All the biographies mention it, a cold and early

footnote, the truest example of hard times you

could imagine. They murmur it like a prison

sentence, a gypsy curse written in whispers

and sprinkled with intensifiers: “He even spent

a year in Minot, North Dakota.” Granted, in

1915 Minot still looked frontier, flatline level,

a dusty cluster of houses huddled like hobos

on the prairie, a lonely Grinchless Who-ville.

Two hours south of the Portal where Boris first

touched the United States, the travelling players

settled in, poverty struck and interminably stuck,

piecing together script after script in a mad scientist

frenzy. Desperate to entertain the plains.
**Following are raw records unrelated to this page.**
Issue #1119, opened 2019-01-14
`invocationManager` is cached by nodejs' require cache and prevent multiple client


manuquentin:
#### Description
I'm facing an issue where I can't have multiple detox clients that handle multiple simulators, like :
```js
const Detox = require('detox/src/Detox');
const firstDetox = new Detox({ deviceConfig });
const otherDetox = new Detox({ deviceConfig: { ...deviceConfig, name: 'iPhone 7' } });
```
But in [the driver](https://github.com/wix/Detox/blob/c76dca9113b8e5a97a3f6f54d93e530159cd85f4/detox/src/devices/drivers/IosDriver.js#L15), the `expect.js` file is required directly and so the [`invocationManager`](https://github.com/wix/Detox/blob/master/detox/src/ios/expect.js#L19) is cached for all the subsequent calls and it will be overridden. This is due to the nodejs [require caching mechanism](https://nodejs.org/api/modules.html#modules_caching).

Did he have time to feel the cold stunting

sting of the Dakota windscape? Were 106

shows in half as many weeks enough to regret

the brusque hustle of itinerant acting, of a third

rate company in a third-floor theatre? One floor

above the bank, two above the hardware

store, seven and a half actors playing twenty

roles in The Fortune Hunter. That year the half-actor

was a Minot housewife playing part-time, but five

years earlier it had been the man himself—still Billy

Pratt and acting at half-talent. When your salary drops

while the curtain’s still up, it’s hard to believe

you’ve chosen wisely. While shopping for suits—five

dollars’ worth chosen from the cleaners’ unclaimed—

did he second-guess the self-creation, the forged résumé,

the fictions of parts never played?

When the exhaustion overwhelmed they would skip Act II,

just aim for the climax and head for the hotel, stumbling

through the snowy streets in the too-early dark. After his evening

soda at the café across the street, before he fried his dinner egg

on the back of an iron, did he look out across the prairie

and see, fitfully lit by the borealis, his heavy-footed fate inching

inexorably closer? Kicking up dust, scarred like the plains,

cold and unlovable, arms spread wide for a welcoming embrace?